What about a certain fictional starship, rumoured to be about 4.5 million tons in mass? Let's take our 87 TPa engines, scale them down to a pair of 10 metre wide squares, and put the pedal to the metal. How fast will it go? Try 3.9 million m/s². The Death Star is famed for its ridiculously powerful weapon, but its frame and its engines are rather impressive in their own right.

The lesson from the examples of the Executor and the Death Star is clear: in order for a huge starship to accelerate at great speed, its frame and its engines must be much stronger than those of a small ship, even after accounting for the size disparity.


Conclusion

When some simpleton looks at enormous sci-fi structures and concludes that anyone could build them with enough raw materials, he is only betraying a pitiful lack of engineering knowledge, not to mention common sense. Have you ever seen the Tonka commercial where they shove a Tonka truck and real, full-size dump truck off a cliff? The Tonka truck bounces and clatters all the way down to the bottom, dented but intact. The full-size dump truck, on the other hand, crashes to the bottom as a twisted, barely recognizable pile of wreckage. The humourous subtext to the commercial was that Tonka trucks are tougher than the real thing, but the real story is as an object grows larger, its own mass becomes its worst enemy.
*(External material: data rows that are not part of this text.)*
PR #400, opened 2025-01-16
Modify EU ocd ids

HKSenior:
The current EU file implementation uses the top level (aka the highest level district to describe an area, for example `ocd-division/country:us` for the US and `ocd-division'/country:at` for Austria) as non-canonical ids to form the EU region. There are some disadvantages to this:

1. We no longer conform to a single file describing a single country/region.
2. An ID can have attributes within the eu file but nothing set within the origin country file (i.e. the top level Austria id within the eu file has an end date of 2023-12-01 but the Austria file has nothing set).

The proposed change consists of adding `region:eu` to all ids within the EU file. Therefore the current id `ocd-division/country:ie/eup:dublin` will be changed to `ocd-division/region:eu/country:ie/eup:dublin`. The spec for division identifiers can be found [here](https://open-civic-data.readthedocs.io/en/latest/proposals/0002.html).


jpmckinney:
The spec is clear: 

> Identifiers are in the format `ocd-division/country:<country_code>(/<type>:<type_id>)*`

So, the spec prohibits anything other than `country:` under `ocd-division`.

----

Separately, I am not clear what you mean, specifically, by the EU region. The European Union is not static, and adds (most recently Croatia) and removes (UK) members. I don't think it would be an advantage to alias all of the UK, etc. whenever such changes occur.

If you mean the continent of Europe, its boundary is [not universally defined](https://en.wikipedia.org/wiki/Geography_of_Europe), which leads to inconsistent descriptions of which countries are in Europe. I don't think we can come up with clear criteria for inclusion (seeing as no one else ever has).

> We no longer conform to a single file describing a single country/region.
> An ID can have attributes within the eu file but nothing set within the origin country file (i.e. the top level Austria id within the eu file has an end date of 2023-12-01 but the Austria file has nothing set).

We should delete country-eu.csv and instead have one file per country. Each country can use whatever attributes make sense.

TLDR: Split country-eu.csv into individual country files. No changes needed to identifiers.

HKSenior:
I like the idea of moving the ids from the eu file to their corresponding country files. But I do want to confirm a few things before I make the changes:

1. We will required an eu file with a single id to represent the eu as a whole (`ocd-division/region:eu`). I understand the spec is clear on the first type being `country:<country_code>`, however the eu doesn't satisfy this condition and `region` has been the preferred type to describe the eu within the repo.
2. If we move all ids to their respective files without changes we lose context of what countries are apart of the eu. Therefore  a minimal change would be needed. For example, `ocd-division/country:it` within the eu file should become `ocd-division/country:it/region:eu` when added to the it file. Similarly, `ocd-division/country:pl/eup:9` should become `ocd-division/country:pl/region:eu/eup:9`.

As an aside, this is one of the problems with automotive crash testing. By slamming a car into a nigh-immovable concrete wall or barrier, the NHTSA artificially elevates the crash-test scores of small cars while artificially depressing the scores of large cars. In a collision with a barrier of effectively infinite momentum (by virtue of being anchored to the ground), a large car will be crushed by its own weight. But in a collision with another car, the situation is entirely different. The car with lower momentum will suffer greater deceleration and hence, more damage. That's why sub-compacts score well in crash tests but fold like cheap tents in real-world crashes (the lethality of SUV's in collisions is partially due to their superior mass as well, but it's also due to their high bumpers which tend to crash through car windows, thus giving us yet another reason to consider raised SUV suspensions incredibly irresponsible).

Anyway, back to the subject at hand: you can't just "scale up" a design to make a bigger building or a bigger ship, even if you have the necessary raw materials. Bigger designs require entirely different engineering and construction methods, not to mention superior materials. Every time I get an E-mail from some dumb-assed Trekkie who says "the Federation could build a Death Star if they wanted to; it's just a matter of raw materials" (especially from the pin-heads who cite the Egyptian pyramids as proof), I'm reminded yet again that common sense is nowhere near as common as one might hope.